To give another example, one might be tempted to “interpret” results shown in Figure 2 (top) as revealing cerebellar and cortical, but not subcortical, increases associated with task complexity. However, examination of Figure 2 (bottom) suggests that complexity-related activation in subcortical regions within diencephalic and striatal structures may not be statistically different in magnitude from that in the cerebellar and cortical voxels shown in red. Any discussion of these results that contrasted the role of left motor cortex, for example, with that of the thalamus, in relation to motor complexity, would clearly be suspect given the maps shown in Figure 2 (bottom).

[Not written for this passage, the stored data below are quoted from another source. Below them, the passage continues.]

PR #9217, opened 2023-03-16
BrowseSource: do networkToLocal and initializeManga inside flow

akozlins:
during browsing of a source, after finishing the query for list of mangas for a given page
the networkToLocalManga is essentially called one by one (serially),
and only after that getManga.subscribe creates flow for each manga

the problem is that networkToLocalManga is relatively slow when inserting into database,
consequently only after all entries are committed into DB (slow) and flows are created (fast)
the new page can be requested

with this change the flow for each manga is created right after the list is loaded,
such that networkToLocalManga, filtering and initializeManga happen inside individual flows,
this allows much faster response to user actions (e.g. when reaching the end of current page,
new page is requested much faster, also each flow can be cancelled when out of view of user)

### DIFF
--- a/app/src/main/java/eu/kanade/tachiyomi/ui/browse/source/browse/BrowseSourceScreenModel.kt
+++ b/app/src/main/java/eu/kanade/tachiyomi/ui/browse/source/browse/BrowseSourceScreenModel.kt
@@ -31,8 +31,10 @@ import eu.kanade.tachiyomi.util.removeCovers
 import kotlinx.coroutines.flow.SharingStarted
 import kotlinx.coroutines.flow.distinctUntilChanged
 import kotlinx.coroutines.flow.emptyFlow
+import kotlinx.coroutines.flow.filter
 import kotlinx.coroutines.flow.filterNotNull
 import kotlinx.coroutines.flow.firstOrNull
+import kotlinx.coroutines.flow.flow
 import kotlinx.coroutines.flow.map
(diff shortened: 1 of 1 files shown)


app/src/main/java/eu/kanade/tachiyomi/ui/browse/source/browse/BrowseSourceScreenModel.kt
ivaniskandar, line 1: I'm quite sure L77 can be removed now

arkon: Wouldn't that actually still be desired to receive updates from after the manga is opened and potentially updated via the details screen?

akozlins: @arkon i think the behavior should still be the same: before this change one could still go into manga detail page while the manga is not yet committed to DB (as the networkToLocal happens one by one),

- though I do agree that this seems a bit dangerous as subscribe does try to get manga from local storage
- I did run with the above changes for past week on 3 devices and did not have any crashes or problems accessing detail pages during page loads

arkon: I think what I was describing is probably what `initializeManga` is doing so it's potentially fine.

These examples do not represent a proposed “specific method” for examining and displaying effect size differences across maps. The design of appropriate estimates of the statistical reliability of effect size differences is likely to be a long-term and contentious process. Various approaches will probably yield useful results, and a discussion of the relevant statistical issues is beyond the scope of this article. However, any method that displays effect-size information in a form that allows those interpreting the map to estimate the degree to which the effects in one structure of interest differ statistically from those in another structure of interest should help to establish true functional dissociations.

ADVANTAGES OF ESMS

As noted above, even when ESMs reveal statistically reliable differences between effects in different regions or structures, the results represent single, rather than double, dissociations. However, in some cases, the results of multiple experiments satisfy the conditions for double dissociations. In particular, this is true when a structure in an activated zone and a structure in a zone with statistically lower EES “trade zones” in another experiment. Without ESMs, investigators cannot distinguish double dissociations from disparities in activation patterns that are statistically consistent with sampling error.

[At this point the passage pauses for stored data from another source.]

PR #9220, opened 2023-03-16
Fallback chapter name if it ends up as blank

### LINKED ISSUE #8810: Chapter renamed by number, blank or (invalid)
### Steps to reproduce

1. Download comic
2. Chapter name is from number
3. Or chapter folder named (invalid) or blank

### Expected behavior

Chapter have "Chapter" attribute on first
Like "Chapter 01"

### Actual behavior

Chapter renamed by number and in the storage became (invalid) if not have a name or blank

### Crash logs

_No response_

### Tachiyomi version

0.14.2

### Android version

Android 11

### Device

Realme 7i

### Other details

Screenshot_2022-12-27-21-48-38-95_afd66b7916d19a60815f56273408b73e
Screenshot_2022-12-27-21-49-07-46_83ab3b20d3fba5c9c905d050db1f8de3

### Acknowledgements

Hipp0x:
fix #8810 

Summary :
I changed the directory name when we download a manga which chapters name only composed of numbers or spaces.
It will appear like "Chapter 5" instead of "5" in the download directory.

### DIFF
--- a/app/src/main/java/eu/kanade/tachiyomi/data/download/DownloadProvider.kt
+++ b/app/src/main/java/eu/kanade/tachiyomi/data/download/DownloadProvider.kt
@@ -138,12 +138,33 @@ class DownloadProvider(
      * @param chapterScanlator scanlator of the chapter to query
      */
     fun getChapterDirName(chapterName: String, chapterScanlator: String?): String {
+        val newChapterName = getNewChapterName(chapterName)
         return DiskUtil.buildValidFilename(
             when {
-                chapterScanlator.isNullOrBlank().not() -> "${chapterScanlator}_$chapterName"
-                else -> chapterName
+                chapterScanlator.isNullOrBlank().not() -> "${chapterScanlator}_$newChapterName"
+                else -> newChapterName
             },
         )
+    }
+
+    /**
+     * Return the new name for the chapter (in case it's only a number or blanck)
+     *
+     * @param chapterName the name of the chapter
+     */
+    private fun getNewChapterName(chapterName: String): String {
+        var newChapterName = chapterName
+        try {
+            val chapterToInt = Integer.parseInt(chapterName)
+            if (chapterToInt.toString() == chapterName) {
+                newChapterName = "${R.string.chapter} $chapterName"
+            }
+        } catch (e: NumberFormatException) {
+            if (chapterName.isBlank()) {
+                newChapterName = "${R.string.chapter}"
+            }
+        }
+        return newChapterName
     }
 
     fun isChapterDirNameChanged(oldChapter: Chapter, newChapter: Chapter): Boolean {
--- a/app/src/main/java/eu/kanade/tachiyomi/data/download/DownloadProvider.kt
+++ b/app/src/main/java/eu/kanade/tachiyomi/data/download/DownloadProvider.kt
@@ -138,7 +138,7 @@ class DownloadProvider(
      * @param chapterScanlator scanlator of the chapter to query
      */
     fun getChapterDirName(chapterName: String, chapterScanlator: String?): String {
-        val newChapterName = getNewChapterName(chapterName)
+        val newChapterName = sanitizeChapterName(chapterName)
         return DiskUtil.buildValidFilename(
             when {
                 chapterScanlator.isNullOrBlank().not() -> "${chapterScanlator}_$newChapterName"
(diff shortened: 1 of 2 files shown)


Hipp0x:
Can someone review my PR ?

app/src/main/java/eu/kanade/tachiyomi/data/download/DownloadProvider.kt
```diff
@@ -138,14 +138,35 @@ class DownloadProvider(
...
+     * Return the new name for the chapter (in case it's only a number or blanck)
+     *
+     * @param chapterName the name of the chapter
+     */
+    private fun getNewChapterName(chapterName: String): String {
+        var newChapterName = chapterName
+        try {
+            val chapterToInt = Integer.parseInt(chapterName)
+            if (chapterToInt.toString() == chapterName) {
+                newChapterName = "${R.string.chapter} $chapterName"
```
arkon, line 160: `R.string.chapter` resolves to some number, not the string. You'd need to do `context.getString(R.string.chapter)`.

That said, there's no point in localizing this, it'd break downloads if you switched the app language of the translation changes for some reason.

app/src/main/java/eu/kanade/tachiyomi/data/download/DownloadProvider.kt
```diff
@@ -138,14 +138,35 @@ class DownloadProvider(
...
 
+    /**
+     * Return the new name for the chapter (in case it's only a number or blanck)
+     *
+     * @param chapterName the name of the chapter
+     */
+    private fun getNewChapterName(chapterName: String): String {
+        var newChapterName = chapterName
+        try {
+            val chapterToInt = Integer.parseInt(chapterName)
```
arkon, line 158: There's a `String.toIntOrNull()` function that'd be useful in these kind of scenarios.

However, I don't think this is useful to do. If the chapter name is already just a number, then the downloaded chapter would already be fine?

Hipp0x: should we just close the issue and this PR if it's not useful?

arkon: The blank name is still applicable.

app/src/main/java/eu/kanade/tachiyomi/data/download/DownloadProvider.kt
Hipp0x: Do you think it's okay if I set a default value like "Chapter", or should I just find another way ?

arkon: That's fine.

Hipp0x: I've update the code

app/src/main/java/eu/kanade/tachiyomi/data/download/DownloadProvider.kt
```diff
@@ -138,14 +138,28 @@ class DownloadProvider(
...
         )
     }
 
+    /**
+     * Return the new name for the chapter (in case it's empty or blank)
+     *
+     * @param chapterName the name of the chapter
+     */
+    private fun getNewChapterName(chapterName: String): String {
+        return if (chapterName.isEmpty() || chapterName.isBlank()) {
```
arkon, line 156: `isBlank` is a superset of `isEmpty`

i18n/src/main/res/values/strings.xml
```diff
@@ -446,6 +446,7 @@
     <string name="save_chapter_as_cbz">Save as CBZ archive</string>
     <string name="split_tall_images">Split tall images</string>
     <string name="split_tall_images_summary">Improves reader performance</string>
+    <string name="chapter">Chapter</string>
```
arkon, line 449: Remove this.

app/src/main/java/eu/kanade/tachiyomi/data/download/DownloadProvider.kt
```diff
@@ -138,14 +138,28 @@ class DownloadProvider(
...
             },
         )
     }
 
+    /**
+     * Return the new name for the chapter (in case it's empty or blank)
+     *
+     * @param chapterName the name of the chapter
+     */
+    private fun getNewChapterName(chapterName: String): String {
```
arkon, line 155: `sanitizeChapterName` maybe

arkon (changes requested):

arkon:
I'll merge this on the basis that it's a _little_ bit better. It'll only realistically handle the case where there's _one_ chapter that's affected since you'll end up with conflicting names if there's multiple chapters that end up with a blank name normally.

Realistically, that should be fixed "properly" at the source/extension level.

Otherwise, the better solution would be #9238.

An implication of the argument here is that when archiving the results of brain mapping studies for future use (such as in meta-analyses), care should be taken to preserve the entire map of effects, rather than a map of the location of significant activations. Only with the full maps can meaningful between-experiment analyses be performed for detecting reliable pattern disparities across conditions.

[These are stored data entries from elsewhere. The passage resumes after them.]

PR #9242, opened 2023-03-21
Fix spanish latam is missing in in-app language selection option

AntsyLich:


arkon (changes requested):
Should update `registerLocalesConfigTask` to output the correct locale instead.

arkon:
Superseded by 290efb0283145d81290972991047064c1d905c9c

It may also be useful to identify regions that are rarely “activated” but instead frequently are the sites of effects not statistically distinguishable from the smallest significant estimated effect size. While this could occur because these neural structures contribute little to the functions under investigation, it could also occur because the mapping technique in use has relatively lower sensitivity in the region. Consistent failure to observe dissociation of the function of such an area from the functions of other areas may prompt researchers to examine more carefully the local sensitivity of the method in this region.

SUMMARY AND CONCLUSIONS

The assertion here is that present standards for conveying the results of brain mapping experiments, because they do not require investigators to provide information about spatial variability in effect sizes, conceal most of the information relevant to inferences about localization of functions. A suggested remedy for this is to display, and to compare statistically when appropriate, the experimental effects in different parts of the map. The recommendation is that results of mapping experiments be visualized in a manner that permits a more detailed assessment of the regional variability in EES, i.e., with ESMs. When investigators wish to make inferences about the roles of specific structures or regions, vis-à-vis the roles of others, such inferences should be accompanied by statistical evidence for meaningful variation in EES in the different regions of interest.